Now, beware, this new model is much looser. There is much more potential
for concurrency on each transport. Before, we knew that because the
transport was locked the whole time during sessionSetup/logoff etc that
the number of possible code paths was very limited. This is not true
of the new model and therefore it is more complicated.

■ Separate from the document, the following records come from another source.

PR #5074, opened 2024-03-14
Made loading workflows more robust

### LINKED ISSUE #5033: ON CONFLICT DO UPDATE command cannot affect row a second time while loading WorkflowDefinitions
This is a continuation of bug #4982.
Due to changes made to the BulkUpsertAsync method we get a different exception, however the cause seems to be the same.

raymonddenhaan:
Fixes #5033 and other issues with importing workflow definitions through background processes.

- Prevents trying to add multiple versions with the Id
- Prevents multiple definitions with status IsLatest
- Makes most recent workflow (based on version) leading
- Fixes version comparison that caused issues in earlier attempts of this fix (Version from Identity compared to Version from root)

### DIFF
--- a/src/modules/Elsa.Workflows.Runtime/Services/DefaultWorkflowDefinitionStorePopulator.cs
+++ b/src/modules/Elsa.Workflows.Runtime/Services/DefaultWorkflowDefinitionStorePopulator.cs
@@ -92,6 +92,9 @@ public class DefaultWorkflowDefinitionStorePopulator : IWorkflowDefinitionStoreP
         var workflow = materializedWorkflow.Workflow;
         var definitionId = workflow.Identity.DefinitionId;
 
+        var existingWorkflowLatest = false;
+        var existingWorkflowPublished = false;
+
         // Serialize materializer context.
         var materializerContext = materializedWorkflow.MaterializerContext;
         var materializerContextJson = materializerContext != null ? _payloadSerializer.Serialize(materializerContext) : default;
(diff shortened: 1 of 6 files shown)


src/modules/Elsa.Workflows.Runtime/Services/DefaultWorkflowDefinitionStorePopulator.cs
```diff
@@ -202,6 +166,67 @@ private async Task AddOrUpdateCoreAsync(MaterializedWorkflow materializedWorkflo
...
+            var latestWorkflowDefinitions = (await _workflowDefinitionStore.FindManyAsync(filter, cancellationToken)).ToList();
+
+            // If the latest definitions contains definitions with the same ID then we need to replace them with the latest workflow definitions.
+            SyncExistingCopies(latestWorkflowDefinitions, workflowDefinitionsToSave);
+
+            foreach (var latestWorkflowDefinition in latestWorkflowDefinitions)
+            {
+                if (latestWorkflowDefinition.Version > workflow.Identity.Version)
+                {
+                    _logger.LogWarning("A more recent version of the workflow has been found, overwriting the IsLatest property on the workflow.");
```
sfmskywalker, line 190: Log event messages should be fragments, not sentences. Avoid a trailing period/full stop.

src/modules/Elsa.Workflows.Runtime/Services/DefaultWorkflowDefinitionStorePopulator.cs
```diff
@@ -202,6 +166,67 @@ private async Task AddOrUpdateCoreAsync(MaterializedWorkflow materializedWorkflo
...
+                var publishedWorkflowDefinitions = (await _workflowDefinitionStore.FindManyAsync(filter, cancellationToken)).ToList();
+
+                // If the published workflow definitions contains definitions with the same ID as definitions in the latest workflow definitions, then we need to replace them with the latest workflow definitions.
+                SyncExistingCopies(publishedWorkflowDefinitions, workflowDefinitionsToSave);
+
+                foreach (var publishedWorkflowDefinition in publishedWorkflowDefinitions)
+                {
+                    if (publishedWorkflowDefinition.Version > workflow.Identity.Version)
+                    {
+                        _logger.LogWarning("A more recent version of the workflow has been found to be published, overwriting the IsPublished property on the workflow.");
```
sfmskywalker, line 220: Log event messages should be fragments, not sentences. Avoid a trailing period/full stop.

src/modules/Elsa.Workflows.Runtime/Services/DefaultWorkflowDefinitionStorePopulator.cs
```diff
@@ -114,47 +117,8 @@ private async Task AddOrUpdateCoreAsync(MaterializedWorkflow materializedWorkflo
...
-            SyncExistingCopies(publishedWorkflowDefinitions, workflowDefinitionsToSave);
-
-            foreach (var publishedWorkflowDefinition in publishedWorkflowDefinitions)
-            {
-                publishedWorkflowDefinition.IsPublished = false;
-                workflowDefinitionsToSave.Add(publishedWorkflowDefinition);
-            }
-        }
+        await UpdateIsLatest();
+        await UpdateIsPublished();
```
sfmskywalker, line 121: As an optimization, do you think it would be possible to do these two calls after all workflows have been imported? Perhaps, while a workflow is being imported, you should capture information like "this workflow is published" in local variables so that you can be specific about what workflow definition versions must be published.

sfmskywalker: As discussed offline with @raymonddenhaan , we will revisit this later.

sfmskywalker (approved):

src/modules/Elsa.Workflows.Runtime/Services/DefaultWorkflowDefinitionStorePopulator.cs
raymonddenhaan: Created enhancement #5075 for this.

I've tested this as best I can in my limited environment. Can you try
it before I unleash this on everyone else? Your webcrawler setup seems
to be good at stressing the code.

The code is in the download area labeled jcifs-1.2.6test.

Mike

[1] There is one exception that I know of so far that I'm not sure how
to fix. That is in SmbTransport.getSmbSession() which is synchronized
but SmbSession.logoff() is called inside a loop. The loop needs to be
protected by the lock so unlocking within the loop isn't possible. To
fix this it would be necessary to remove the sessions from the list,
unlock, and then logoff the sessions.